2012 Conference Presentation

Informal carePolicy Canada

7 September 2012

Aging at home in Ontario: challenges and lessons learned

David Rudoler, University of Toronto, Canada
Paul Williams, University of Toronto, Canada
Allie Peckham, University of Toronto, Canada
Jillian Watkins, University of Toronto, Canada

Abstract

Although recent data show that population aging is not a major driver of rising health care costs, fears persist that a "grey tsunami" of older persons living longer with multiple chronic needs will overwhelm already floundering health care systems in a period of global economic downturn and shrinking public expenditures. As part of our overall program of research, we consider policy responses to an aging population in Ontario (Canada's largest and most populous province) over the past decade and a half, placing particular emphasis on "aging at home."

In part a push back against what has been seen by some as an historical tendency to abandon older persons to their own means, to “warehouse” them in long-term care (LTC) institutions, or to treat aging as a medical condition to be “cured” in hospitals, “aging at home” strategies typically aim to maintain older persons and their informal caregivers as independently as possible, for as long as possible, in their own homes and communities through coordinated access to a range of community-based health and social supports. Such strategies respond to the increasingly vocal demands of older persons to age in familiar settings; they also respond to a growing perception among policy-makers that “lower-cost” community-based care can substitute for more costly and often inappropriate care in hospitals and institutions.

Nevertheless, “ageing at home” strategies have proved difficult to implement and sustain in Ontario.

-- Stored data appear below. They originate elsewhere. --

PR #1903, opened 2023-02-07
Feature/1814 upload csv with new box

### LINKED ISSUE #1814: Upload a CSV with the contents of a new box

leandroradusky:
Closes #1814 

Now a box can be created from a CSV file. To agree with the excel files that they use in order to define box samples concentrations, they should look like this.

image

This is the file that you can download as a template file when you choose the new option in the boxes form:

image

If the file is correct, it will respect the mockups done for the sample's upload results page:

image

If, within the file, some rows have inexistent batches, they will be informed:

image

While this message will be shown if no samples have been parsed (because they are not, or because the file has a wrong file format, etc):

image

Comments on the code:
- The way the upload works is, within `box_form`, the file is parsed and the same parameters as if the user has chosen the option `Create new samples` options are fulfilled and saved (`initialize_csv_box` method)
-  The upload CSV is done with templates and plain JS, as for the upload samples results. Should be good to generalize, or, maybe better, create a React component that does this.
- On Capybara, only the creation of boxes is tested, while the functioning of the validations for this new `add_csv` option is tested on the controller (as previously discussed).

### DIFF
--- a/app/controllers/boxes_controller.rb
+++ b/app/controllers/boxes_controller.rb
@@ -133,14 +133,14 @@ class BoxesController < ApplicationController
 
   def box_params
     if Rails::VERSION::MAJOR == 5 && Rails::VERSION::MINOR == 0
-      params.require(:box).permit(:purpose, :media, :blinded, :option).tap do |allowed|
+      params.require(:box).permit(:purpose, :media, :blinded, :option, :csv_box).tap do |allowed|
         allowed[:batches] = params[:box][:batches].try(&:permit!)
         allowed[:sample_uuids] = params[:box][:sample_uuids].try(&:permit!)
         allowed[:concentrations] = params[:box][:concentrations].try(&:permit!)
       end
     else
       params.require(:box)
-        .permit(:purpose, :media, :blinded, :option, sample_uuids: [], batches: [
+        .permit(:purpose, :media, :blinded, :option, :csv_box, sample_uuids: [], batches: [
           :batch_uuid, :distractor, :instruction, concentrations: [:replicate, :concentration]
         ])
     end
--- a/app/models/box_form.rb
+++ b/app/models/box_form.rb
@@ -22,6 +22,8 @@ class BoxForm
     @option = params[:option]
     @media = params[:media].presence
     @batches_data = params[:batches].presence.to_h
+    @csv_box = params[:csv_box].presence
+    initialize_csv_box if @csv_box
     @batch_uuids = @batches_data.transform_values { |v| v[:batch_uuid] }
     @sample_uuids = params[:sample_uuids].presence.to_h
   end
@@ -71,7 +73,7 @@ class BoxForm
 
   def build_samples
     case @option
-    when "add_batches"
+    when "add_batches", "add_csv"
       @batches_data.each do |batch_key, b|
         next if b[:batch_uuid].blank?
 
@@ -139,6 +141,16 @@ class BoxForm
         @box.errors.add(:base, "A virus batch is required") unless have_virus_batch?
         @box.errors.add(:base, "You must select at least one distractor batch") unless have_distractor_batch?
       end
+    when "add_csv"
+      case @box.purpose
+      when "LOD", "Other"
+        @box.errors.add(:base, "You must include at least one sample") unless unique_batch_count >= 1
+      when "Variants"
+        @box.errors.add(:base, "You must include samples from at least two different batches") unless unique_batch_count >= 2
+      when "Challenge"
+        @box.errors.add(:base, "You must include at least one non-distractor sample") unless have_virus_batch?
+        @box.errors.add(:base, "You must include at least one distractor sample") unless have_distractor_batch?
+      end
     when "add_samples"
       if @samples.empty?
         @box.errors.add(:base, "You must select at least one sample")
@@ -184,5 +196,26 @@ class BoxForm
 
   def have_distractor_sample?
     @samples.any? { |_, sample| sample.distractor }
+  end
+
+  def initialize_csv_box
+    CSV.open(@csv_box.path) do |csv_stream|
+      i = 0
+      csv_stream.each do |row|
+        batch_number, concentration, distractor, instruction = row[0..3]
+        batch_uuid = Batch.find_by(batch_number: batch_number)&.uuid
+        next if batch_uuid.blank?
+        @batches_data[i] = {
+          batch_uuid: batch_uuid,
+          distractor: distractor.downcase == "yes",
+          instruction: instruction,
+          concentrations: {i: {
+            replicate: 1,
+            concentration: Integer(Float(concentration)),
+          }},
+        }
+        i += 1
+      end
+    end
   end
 end
--- a/app/views/boxes/_form.haml
+++ b/app/views/boxes/_form.haml
@@ -1,4 +1,4 @@
-= cdx_form_for(@box_form) do |f|
+= cdx_form_for(@box_form, html: { multipart: true }) do |f|
   .row
     .col
       .row.form-field
@@ -20,6 +20,8 @@
           = f.label :option, "Create new samples", value: "add_batches"
           = f.radio_button :option, "add_samples"
           = f.label :option, "Select samples from inventory", value: "add_samples"
+          = f.radio_button :option, "add_csv"
+          = f.label :option, "Create from CSV file", value: "add_csv"
 
       .row.form-field
         .col.form-field__label
@@ -33,7 +35,25 @@
             = react_component "SamplesSelector", { url: autocomplete_samples_path(format: "json", context: params[:context], qc: 0),
               name: "box[sample_uuids]", placeholder: "Enter sample id", className: "input-block",
               samples: @box_form.samples_data }
+          
+          %fieldset#add_csv{ :disabled => @box_form.option != "add_csv", :style => (@box_form.option == "add_csv" ? "" : "display: none") }
+            #uploaded-files
 
+            .row
+              = button_tag id: 'add-box-file', class: 'btn-link', type: "button" do
+                .icon-circle-plus.icon-blue.icon-margin
+                %span.btn-upload
+                  Add file
+            .row
+              =link_to '/templates/upload_box.csv', class: 'btn-link', target: "_blank" do
+                .icon-download.icon-gray
+                %span.btn-download
+                  CSV template
+            .row.errors.hidden#csv-file-error
+              No samples were found in the CSV file or it has an invalid format. 
+              %br
+              Please check the template and try again.
+              
   .row
     .col
       = f.check_box :blinded
@@ -54,6 +74,8 @@
                       title: "Warning",
                       message: "If you change the sample source, the box contents will be emptied. ")
 
+= render 'upload_csv_box'
+
 :javascript
   var sourcesRadio = document.querySelectorAll(".radiotoggle input");
   var oldSource = null;
@@ -73,6 +95,9 @@
     // Clear the selectors contents
     document.querySelector(".clear-batches").click()
     document.querySelector(".clear-samples").click()
+    // Clear the CSV file and re-enable the add button
+    document.getElementById("uploaded-files").innerHTML = "";
+    document.getElementById(`add-box-file`).style.display = 'block';
   }
 
   function showConfirmModal() {
--- a/app/views/boxes/_upload_csv_box.haml
+++ b/app/views/boxes/_upload_csv_box.haml
@@ -1,0 +1,146 @@
+
+%template{:id => "csvFileRow"}
+  .list-items.upload_info
+    .items-row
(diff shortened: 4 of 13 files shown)


leandroradusky:
I need further help with this (cc @ysbaddaden)

In Capybara, even if being able to attach the file (adding the `template` element that contains the file `input`) to the input element, it does not appear as a param in the box creation, these are the params on `create` in the controller of boxes:

`{"utf8"=>"✓", "box"=>{"purpose"=>"LOD", "media"=>"Culture media", "option"=>"add_csv", "blinded"=>"0"}, "commit"=>"Save", "context"=>"d90409a6-3997-c33a-958c-55a3e62b64a5", "controller"=>"boxes", "action"=>"create"}`

Some lead (that could be not the good one) to make the template to be included, I have to click the `Add file` button that will make the dialog appear, but I can't do nothing in capybara with this dialog. So maybe this is keeping the file input empty?

diegoliberman:
If this gets complicated, we'll leave it on a pause.

leandroradusky:
It's just the Capybara tests, besides that works well (and the controller its tested).

app/models/box_form.rb
```diff
@@ -185,4 +197,25 @@ def have_virus_sample?
...
+        batch_uuid = Batch.find_by(batch_number: batch_number)&.uuid
+        next if batch_uuid.blank?
+        @batches_data[i] = {
+          batch_uuid: batch_uuid,
+          distractor: distractor.downcase == "yes",
+          instruction: instruction,
+          concentrations: {i: {
+            replicate: 1,
+            concentration: Integer(Float(concentration)),
+          }},
```
ysbaddaden, line 215: Note that you're actually creating a `{ :i => {} }` hash (symbol), when I think you mean `{ i => {} }`, but actually you could just go with `{ "0" => {} }`, since there will always be only one entry, unless you rework to group by batch UUID, which might be a good idea.

ysbaddaden:
@leandroradusky what about uploading the CSV & validate it on the server and let it render the HTML to inject into the page? That would help rid of most of the JS.

leandroradusky:
Hi @ysbaddaden (cc @diegoliberman)

IMO: there is _at least_ this way to uniquely identify batches on their mind: 
- batch number (which is not a number)
- the batch uuid
- the taxonomy id
- the who_label (really similar to the batch number, but not the same)
- the pango_lineage (really similar to the batch number, but not the same)

for me in this case is quite important to inform the batches which were not found to guide them (the actual validations don't do that)

Also, this file is made to be as similar as possible to the one that they use to compute the concentrations:
- which is an XLS (high change of uploading the bad format _even_ if its a CSV file)
- with more columns / different columns / different order)

ysbaddaden:
@leandroradusky I'm suggesting that we do all these validations but on the backend transparently (in the background, no page reload).

You select a CSV file to upload. JS will display a "validating (spinner)" message, upload the CSV to `/boxes/validate_csv` (for example), validate that the CSV is as expected, and eventually render the validation as the response body, that the JS can merely inject into the page.

You currently have to ask the backend if each batch exists, which results in N requests, but with the above approach we'd only have one request _and_ avoid most of the JS, while still doing all the validation (win-win-win).

leandroradusky:
Great! I didn't get it before, its a great hint thanks <3

diegoliberman:
@ysbaddaden @leandroradusky could it be possible to merge this one as is, and create a new issue for doing the validations in the backend?

ysbaddaden:
@diegoliberman Is the feature that important to have _now_? I'd prefer to avoid pushing tech-debt if possible.

app/views/boxes/_upload_csv_box.haml
```diff
@@ -0,0 +1,146 @@
...
+  // Upon pressing the "Add file" button we will create a file input and click it
+  document.getElementById(`add-box-file`).addEventListener('click', function (e) {
+    var template = document.getElementById(`csvInputFile`).content;
+    var fragment = template.cloneNode(true);
+    var fileInput = fragment.querySelector('.csv_file');
+    document.getElementById(`uploaded-files`).append(fragment)
+    
+    fileInput.addEventListener('change', handleFileSelect, false);
+    fileInput.click();
+  })
```
ysbaddaden, line 146: I understand that we can only select one CSV file to upload (not many)... what about rendering the file input directly into the main HTML and skip the `add file` button? We'd avoid this whole block of JS, the template, and could directly call `handleFileSelect`:

```haml
#uploaded-files
  = file_field_tag "box[csv_box]", class: "csv_file", accept: "text/csv", onchange: "handleFileSelect"
```

app/views/boxes/_upload_csv_box.haml
```diff
@@ -0,0 +1,146 @@
...
+          fragment.querySelector(`.file-name`).textContent = `${f.name}`;
+          
+          // Bind click event to remove button
+          var removeFileRow = function(evt) {
+              evt.currentTarget.upload_info.remove();
+              change_event.target.remove();
+              document.getElementById(`add-box-file`).style.display = 'block';
+          }
+          fragment.querySelector(".remove_file").upload_info = fragment.querySelector(`.upload_info`)
+          fragment.querySelector(".remove_file").addEventListener('click', removeFileRow, false)
```
ysbaddaden, line 108: I feel like we could make the `removeFileRow` global, especially if we always render the file input, we don't need `change_event.target.remove()`. We could then call it directly from the HTML:

```haml
.remove_file{onclick: "removeFileRow"}
```

I'm not sure we need to assign the `upload_info` attribute above. Since there are only one row, it could just:
```js
document.querySelector("#uploaded-files .upload-info").remove()
```

Same for `showToolTip` below.

ysbaddaden (commented):
We can probably live with the JS, but the `handleFileSelect` is too big and nests too many closures.

I believe we can skip the "add files" button and always render the upload CSV file input instead. We could then simplify a bunch of things in the JS, extract methods out of the `handleFileSelect` callback.

For example:
- extract the part that parses & validates the CSV into functions (pass it `load_event.target.result` and let it return `samples`, `found_batches` & `not_found_batches`);
- extract the rendering of the row template;
- make `removeFileRow` global (not closured);
- since we're only rendering one row: we can assume the DOM elements to be there, and don't need to pass references anymore;
- ...

app/models/box_form.rb
```diff
@@ -185,4 +197,25 @@ def have_virus_sample?
...
+
+  def initialize_csv_box
+    CSV.open(@csv_box.path) do |csv_stream|
+      i = 0
+      csv_stream.each do |row|
+        batch_number, concentration, distractor, instruction = row[0..3]
+        batch_uuid = Batch.find_by(batch_number: batch_number)&.uuid
+        next if batch_uuid.blank?
+        @batches_data[i] = {
+          batch_uuid: batch_uuid,
```
ysbaddaden, line 209: Maybe:
```suggestion
        batch = Batch.find_by(batch_number: batch_number)
        next unless batch

        @batches_data[i] = {
          batch_uuid: batch.uuid,
```

bolom:
Voila. I've move the validation in backend. Let me know what do you think @leandroradusky @ysbaddaden

leandroradusky:
Despite the integration tests to be fixed, I've tested the functionality locally to demo it with UCSD and it works as expected :)

app/controllers/csv_validations_controller.rb
```diff
@@ -0,0 +1,19 @@
+class CsvValidationsController < ApplicationController
+  def create
+    uploaded_file = params[:csv_file]
+    if uploaded_file.content_type == "text/csv"
+      csv_text = uploaded_file.read
+      institution = @navigation_context.institution
+      csv_table = CSV.parse(csv_text, headers: true)
+      batch_values = csv_table.map { |row| row["Batch"] }
+      found_batches = institution.batches.where(batch_number: batch_values).pluck(:batch_values)
```
ysbaddaden, line 9: Where does the `:batch_values` column come from?

app/views/boxes/_form.haml
```diff
@@ -35,6 +37,28 @@
               name: "box[sample_uuids]", placeholder: "Enter sample id", className: "input-block",
               samples: @box_form.samples_data }
 
+          %fieldset#add_csv{ :disabled => @box_form.option != "add_csv", :style => (@box_form.option == "add_csv" ? "" : "display: none") }
+            #uploaded-files
```
ysbaddaden, line 41: The other two cases (`add_batches` and `add_samples`) rely on a React component and the HTML & the whole jQuery-like JS really feels wrong.

Would you be courageous enough to try and refactor to such a basic React component? The two other components are quite basic and merely generate a FORM that will eventually be submitted.

Alternatively, if all we do is select a CSV file and upload it... maybe we could just have the user submit the form, we validate on the backend and render the form again on failure (with the expected error messages). That would avoid an endpoint to validate the CSV, all the custom JS, and feel much more like Rails.

app/controllers/csv_validations_controller.rb
```diff
@@ -0,0 +1,19 @@
...
+      not_found_batches = (batch_values - found_batches).uniq
+
+      render json: { found_batches: found_batches,
+                    not_found_batches: not_found_batches,
+                    batches_nbr: batch_values.size }
+    else
+      render json: { error: "Invalid file format. Please upload a CSV file." }, status: :unprocessable_entity
+    end
+  end
+end
```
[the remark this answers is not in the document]
bolom: Totally see where you're coming from! However, I'm a tad concerned about introducing non-CRUD methods and creating a hefty controller.

Here's a thought - how about we incorporate the CSV validation directly into the Boxes#create method? This way, we can dodge the double upload and still maintain a streamlined controller design. Does that sound good to you?

app/views/boxes/_form.haml
bolom: Sure, I really like your alternative idea! Shifting the CSV validation to the backend aligns nicely with my preferred style and it simplifies things. It's great that we can avoid having a specialized controller like `csv_validations_controller`. Let's go for it!

bolom:
hey @leandroradusky @ysbaddaden 
 I have removed the unnecessary JavaScript validation and related features from the codebase.

In addition, I've made the Box#create method more consistent and concise. I removed the redundant valid? check for BoxForm, as the BoxForm.save method already performs the necessary validations.

What do you think?

app/controllers/boxes_controller.rb
```diff
@@ -51,21 +51,16 @@ def new
 
   def create
     return unless authorize_resource(@navigation_context.institution, CREATE_INSTITUTION_BOX)
-    @box_form = BoxForm.build(@navigation_context, box_params)
 
+    @box_form = BoxForm.build(@navigation_context, box_params)
     @box_form.batches = check_access(load_batches, READ_BATCH)
-    @box_form.samples = check_access(load_samples, READ_SAMPLE)
```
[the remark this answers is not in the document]
bolom: I'm little confused, what I should I do here? Or you already fixed that in your last commit

app/controllers/boxes_controller.rb
```diff
@@ -51,21 +51,16 @@ def new
...
-    if @box_form.valid?
+    if @box_form.save
       @box_form.build_samples
-
-      if @box_form.save
-        redirect_to boxes_path, notice: "Box was successfully created."
-        return
-      end
+      redirect_to boxes_path, notice: "Box was successfully created."
+    else
```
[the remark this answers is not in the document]
bolom: > we save the box which will create a transaction and create the Box and its Samples in a transaction, so we can never have a Box without Samples (it caused bugs previously) or a Box with only some of the expected Samples (worst case).

I was thinking, we could move validation Box instead of BoxForm. What do you think?

```
class Box < ApplicationRecord
  has_many :samples
  validate :ensure_samples_validity

  private

  def ensure_samples_validity
    errors.add(:base, "Box must have at least one sample") if samples.empty?
    errors.add(:base, "You can't select a QC sample") if samples.any?(&:is_quality_control?)
  end
end


```

ysbaddaden:
@bolom yes, I fixed it ysterday as @leandroradusky wanted to have it today in staging.

app/controllers/boxes_controller.rb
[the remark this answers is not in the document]
ysbaddaden: Hum, having data integrity right into Box is tempting...

But validations are different depending on the selected option to create the box (there are too many ways to create a box).

- The "can't select QC sample" would be fine, since it can only happen when we manually select a sample.
- The "at least one sample message", on the other hand, would be wrong for the `add_batches` option (we only care about the selected batches), but also for the `add_csv` option (the wording is slightly different).

To discriminate, we'd need to push `@option` to Box, which would defeat the point of BoxForm (keep the creation logic from the HTML form distinct from the Box object).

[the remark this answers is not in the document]
bolom: make sense, thanks for the clarification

Much of this difficulty is due to an embedded logic of shifting older individuals at the back end of the care continuum, out of hospitals and typically into institutional settings. This logic conflicts with attempts to shift the balance of care to the prevention and maintenance of individuals at the front end of the continuum living in community settings.

In this presentation we discuss how a legacy of ED/ALC logic has dominated "aging at home" in Ontario. We provide a summary of our analyses of the costs and consequences of policies which have failed to build sufficient community-based care capacity to avoid unnecessary hospitalization and institutionalization by maintaining individuals in the community. The presentation will conclude with a discussion of the way forward, drawing on lessons learned from Ontario for other jurisdictions facing similar challenges.